Knowledge is not wisdom. Knowledge is the domain of scientific and intellectual inquiry. Wisdom goes beyond self-awareness. It permits us to interpret the rational and the nonrational. It is both intellectual and intuitive. And those who remained trapped within the confines of knowledge and pedantry do not commune with the larger world. They cannot see or speak the deeper truths of life. This is why we turn, especially in our moments of deepest despair or greatest joy, to artistic and religious expression. The expression of the sacred, part of the human desire to preserve and honor that which cannot be tallied and quantified, is what makes the liturgy of religious life powerful and real, despite the corruption of the institutions behind them.
Paul Tillich catches these truths when he writes, “The courage to be is rooted in the God who appears when God has disappeared in the anxiety of doubt.”
All this is being lost. The modern world, with its vast, soulless urban enclaves, is divorcing itself from the rhythms of nature and community. Our days are filled with mindless tasks, the drudgery of work and a gnawing loneliness. The mental pollution of sound bites, the dizzying and ceaseless chatter of television and computers, the constant assault of advertising seek to fill the void with a virtual, image-based illusion. This world is escapist. We are bombarded, thousands of times a day, with the emotional simplicity and terrible beauty of lies. And we believe them. We believe them because they make us feel, at least for a moment, better and empowered. We increasingly lack the intellectual and self-critical tools to disentangle this net of lies from truth.
Many who live in the United States, plagued by its consumer culture, waste their energy attempting to satisfy the insatiable demands of an all-consuming self. People have become cut off, engulfed in the fruitless search to find an unachievable happiness in the things they accumulate, the experiences and products they are sold, or the careers they have built. The promised self-fulfillment, of course, never arrives. Consumers are prodded with even greater urgency to seek solace in newer products, greater opulence and increased status. The frantic search for happiness is endless, “since,” as Proust wrote, “what one has obtained is never anything but a new starting-point for further desires.”

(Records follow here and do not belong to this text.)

PR #263, opened 2023-02-24
Scrollable transfer tab

MFYLM:
## Description

Create a scrollable component to provide a more intuitive way for users to type in missing courses on transfer tab

## Screenshots

Display missing courses for current plan with horizontal scroll component
image

After typing correct course name, course will be removed from the list
image

## Final Checks:
- [ ] Delete branch

(optional)
- [ ] Write tests
- [ ] Write documentation


MFYLM:
For autocomplete, MaterialUI has a great component to complete that functionality. Maybe worth to take a look

Issue #194, opened 2022-03-02
Add a year as default for a new roadmap


chenaaron3:
If there is no saved roadmap, add a year as default so users know they can drag and drop courses. Roadmap looks intimidating with nothing initially there.

PR #264, opened 2023-02-24
Add default year to the roadmap

SenghoungLim:
## Description
Create a new function
Compare if the length of the data array is 0
If so, add the new Default
        (Thanks Ryan for Helping me out)
        
## Screenshots
image

## Final Checks:
- [ ] Delete branch

(optional)
- [ ] Write tests
- [ ] Write documentation

### DIFF
--- a/site/src/pages/RoadmapPage/Planner.tsx
+++ b/site/src/pages/RoadmapPage/Planner.tsx
@@ -6,7 +6,7 @@ import Header from "./Header";
 import AddYearPopup from "./AddYearPopup";
 import Year from "./Year";
 import { useAppSelector, useAppDispatch } from '../../store/hooks';
-import { selectYearPlans, setYearPlans, setInvalidCourses, setTransfers } from '../../store/slices/roadmapSlice';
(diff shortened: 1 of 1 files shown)


site/src/pages/RoadmapPage/Planner.tsx
```diff
@@ -235,25 +235,39 @@ const Planner: FC = () => {
     }
   }
 
+  const initializePlanner = () => {
+    if (data.length == 0) {
```
ethanwong16, line 239: Would be good to add a comment here that explains there is a future TODO once we have support for multiple planners: to ensure that a default new year is added only when a new planner is created, not when an existing planner is empty.

ethanwong16 (approved):
Great job @SenghoungLim ! LGTM 🥳 

I left a suggestion to add a comment explaining how a new year would always be created whenever the planner is empty and how we might want to refactor this later, but other than that feel free to merge and squash the branch when you're ready!

ethanwong16:
Closes #194

site/src/pages/RoadmapPage/Planner.tsx
SenghoungLim: Will do in the code, thank you!

Issue #243, opened 2022-12-01
Investigate login error


ethanwong16:
Login feature with Google Auth fails currently on both Safari and Chrome browsers.
Investigate issue and ensure usage of Google Auth API is up-to-date

PR #267, opened 2023-02-25
Investigate login error - Redirects to / by default

advayanand:
## Description

- Investigation:
  - Relevant file: api/src/controllers/users.ts 
  - Currently, redirection after logging in with Google is implemented by using the Referer header in the login request and redirecting to this URL. The Referer header stores the URL from which a login request was made: https://developer.mozilla.org/en-US/docs/Web/HTTP/Headers/Referer
  - The Referer header being passed is undefined, causing a redirect to /undefined, which renders a 404 page. 
  - Another problem is that the req.session.returnTo field does not persist after a call to req.login(). This means that the field is undefined by the time successLogin is called, which causes a redirect to /undefined.
- Temporary Fix:
  - This PR redirects the user to / by default if the returnTo address is undefined, which is the case as mentioned above. 

- Log in
- Verify that client is redirected back to / after login

## Final Checks:
- [ ] Delete branch

(optional)
- [ ] Write tests
- [ ] Write documentation


api/src/controllers/users.ts
```diff
@@ -44,6 +46,7 @@ router.get('/auth/google',
  * Callback for Google authentication
  */
 router.get('/auth/google/callback', function (req, res) {
+  console.log(req.session);
```
ethanwong16, line 49: If we're not using it could you comment this line out to minimize log sizes?

ethanwong16 (approved):
When you merge the PR, please keep the branch instead of deleting / squashing it so we can reference it in future advancements to the login.

Other than that LGTM!  Thanks @advayanand !

ethanwong16:
Closes #243

api/src/controllers/users.ts
advayanand: Done

ethanwong16:
5.5.2023 Discussion - @advayanand to merge hot fix since Ryan's Google auth changes are dependent on it + work with Jacob on improving login redirecting back to original page it was clicked from

PR #268, opened 2023-02-28
Fix wrong week calculations due to dayjs bug

js0mmer:
## Description
Replaces usage of dayjs objectSupport with ISO strings due to the dayjs timezone library not properly converting the timezones with objects.
See [this comment](https://github.com/icssc/peterportal-client/pull/254#issuecomment-1447324203) for more details.

Run locally. Switch system time zone to UTC. Switch system date & time to check edge cases (start & end of week, start & end of finals week, fall quarter).

## Final Checks:
- [ ] Delete branch

(optional)
- [ ] Write tests
- [ ] Write documentation

### DIFF
--- a/api/src/helpers/week.ts
+++ b/api/src/helpers/week.ts
@@ -103,7 +103,7 @@ function findWeek(date: dayjs.Dayjs, quarterMapping: QuarterMapping): WeekData {
             }
         }
         // check if date is after instruction end date and by no more than 1 week - finals week
-        else if (date >= end && date <= end.add(1, 'week')) {
+        else if (date >= end && date < end.add(1, 'week')) {
             let display = `Finals Week • ${quarter}. Good Luck!🤞`
             result = {
                 week: -1,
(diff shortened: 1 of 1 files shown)


ryanmohta (changes requested):
Looks mostly good except for one small thing, which I addressed in the comment I left. Once you fix that feel free to re-request a review!

Also out of curiosity, are there any specific reasons you’re using the day.js library and not the [Date](https://developer.mozilla.org/en-US/docs/Web/JavaScript/Reference/Global_Objects/Date) class in the JavaScript standard library? Usually it’s best to stick with what’s included with the language to avoid managing an extra dependency, unless there’s anything specific you need that the standard library doesn’t include.

js0mmer:
I used day.js rather than the JavaScript Date class since JavaScript's Date class lacks proper time zone support. There is no good way to construct Dates in a certain time zone, convert between time zones, or get/adjust the day of the week in another time zone. I discovered existing JavaScript classes/methods such as Intl but none of them seemed to do exactly what I needed. I thought it would be as easy to implement my own solution as adding/subtracting 8 hours to go between PST and UTC but then I discovered issues such as daylight savings time which starts/ends on a different date every year so it seemed like the better solution to use an existing library rather than implement my own solution or messy workaround.

ryanmohta (approved):

ethanwong16 (approved):
LGTM! Great work Jacob 🥳

PR #280, opened 2023-03-19
add year popup goes away when clicking outside

AyushSat:
This PR will allow the add year popup to be closed when anywhere else on the page is clicked.

Added event listeners to document to check where the clicks occur, if they are in the button toggle, else turn off the popup

Go to roadmap, press the add year to see popup, click outside the popup/button and see if it goes away.

### DIFF
--- a/site/src/pages/RoadmapPage/AddYearPopup.tsx
+++ b/site/src/pages/RoadmapPage/AddYearPopup.tsx
@@ -13,20 +13,37 @@ const AddYearPopup: FC<AddYearPopupProps> = ({ placeholderYear }) => {
   const dispatch = useAppDispatch();
   const [year, setYear] = useState(placeholderYear);
   const [show, setShow] = useState(false);
-  const target = useRef(null);
+  const target = useRef<HTMLButtonElement>(null);
+  const popupTarget = useRef<HTMLDivElement>(null);
 
   useEffect(() => { setYear(placeholderYear) }, [placeholderYear]);
 
-  const handleClick = (event: React.MouseEvent) => {
-    setShow(!show);
-  };
+  useEffect(() => {
+    const handleClick = (event: MouseEvent) => {
+      if (target.current && target.current.contains(event.target as Node)) {
+        setShow(!show);
+      } else {
+        setShow(false);
+      }
+    };
+    const rootElement = document.getElementById("root");
+    if(rootElement){
+      rootElement.addEventListener('click', handleClick);
+    }
+    return () => {
+      if(rootElement){
+        rootElement.removeEventListener('click', handleClick);
+      }
+    };
+  }, [popupTarget, target, show]);
 
   return (
     <div>
-      <Button variant="light" ref={target} className="add-year-btn" onClick={handleClick}>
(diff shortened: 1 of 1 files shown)


site/src/pages/RoadmapPage/AddYearPopup.tsx
```diff
@@ -13,20 +13,37 @@ const AddYearPopup: FC<AddYearPopupProps> = ({ placeholderYear }) => {
...
+    const rootElement = document.getElementById("root");
+    if(rootElement){
+      rootElement.addEventListener('click', handleClick);
+    }
+    return () => {
+      if(rootElement){
+        rootElement.removeEventListener('click', handleClick);
+      }
+    };
+  }, [popupTarget, target, show]);
```
js0mmer, line 38:
```suggestion
  useEffect(() => {
    const handleClick = (event: MouseEvent) => {
      if (target.current && target.current.contains(event.target as Node)) {
        setShow(show => !show);
      } else {
        setShow(false);
      }
    };
    const rootElement = document.getElementById("root");
    if(rootElement){
      rootElement.addEventListener('click', handleClick);
    }
    return () => {
      if(rootElement){
        rootElement.removeEventListener('click', handleClick);
      }
    };
  }, [popupTarget, target]);
```

js0mmer (changes requested):
Looks good. One minor gripe I have is that the effect seems to go off and add/remove the event listener every time the popup is toggled since show is in the dependency array. I know it will show a warning when it's not in the dependency but there's another workaround using a function as it mentions in the error message. This will fix the adding/removing the listener on every toggle.

image

I left a suggestion with this change.

Also what does the popupTarget ref do? I see that it references the div you added but I don't see it used anywhere except the dependency array. Is this intentional?

site/src/pages/RoadmapPage/AddYearPopup.tsx
```diff
@@ -13,20 +13,37 @@ const AddYearPopup: FC<AddYearPopupProps> = ({ placeholderYear }) => {
...
-  const target = useRef(null);
+  const target = useRef<HTMLButtonElement>(null);
+  const popupTarget = useRef<HTMLDivElement>(null);
 
   useEffect(() => { setYear(placeholderYear) }, [placeholderYear]);
 
-  const handleClick = (event: React.MouseEvent) => {
-    setShow(!show);
-  };
+  useEffect(() => {
```
ethanwong16, line 21: I'd suggest adding a quick comment here explaining the gist of the change and what it's purpose is, so it's easier to maintain or apply to other areas in the future

ethanwong16 (approved):
LGTM!  Take a quick look at my suggestion + Jacob's feedback 🔥

js0mmer:
Proper way of doing this would actually be to [use an OverlayTrigger](https://www.pluralsight.com/guides/how-to-dismiss-react-bootstrap-popover-on-click-outside)

js0mmer:
Will be redone using an [OverlayTrigger](https://react-bootstrap-v4.netlify.app/components/overlays/#overlay-trigger).

PR #284, opened 2023-04-22
Professor page/grade distribution crash

### LINKED ISSUE #276: Professor page crash
If you attempt to view information on [Professor Alberto Krone-Martins](https://peterportal.org/professor/algol), the page crashes and turns white.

Our national obsession with with wealth, celebrity and power has become a soul-crushing disease. The incessant chasing after status and wealth has plunged much of the country into unmanageable debt. Families live in oversized houses with palladium windows, financed with mortgages they cannot repay. They seek identity through their Nike shoes or Coach handbags. They occupy their leisure time in malls buying things they do not need. They spend their weekdays in little cubicles, if they have stable jobs, under the heel of corporations who have disempowered the American worker, taken control of the state, and can lay them off on a whim. It is a desperate scramble. No one wants to be left behind. The epistemology of television has left us ignorant, without the vocabulary to express this awful transformation.
Television, as [Neil] Postman wrote, “is transforming our culture into one vast arena for show business.” The danger we face is not an Orwellian 1984-style dictatorship, but Aldous Huxley’s Brave New World, where we waste our lives in the vain and impossible pursuit of a self-centered, universal happiness.
“What Orwell feared were those who would ban books,” Postman wrote:
What Huxley feared was that there would be no reason to ban a book, for there would be no one who wanted to read one [my ital]. Orwell feared those who would deprive us of information. Huxley feared those who would give us so much that we would be reduced to passivity and egoism. Orwell feared the truth would be concealed from us. Huxley feared the truth would be drowned in a sea of irrelevance. Orwell feared we would become a captive culture. Huxley feared we would become a trivial culture, preoccupied with some equivalent of the feelies, the orgy porgy, and the centrifugal bumblepuppy. In short, Orwell feared what we hate will ruin us. Huxley feared that what we love will ruin us.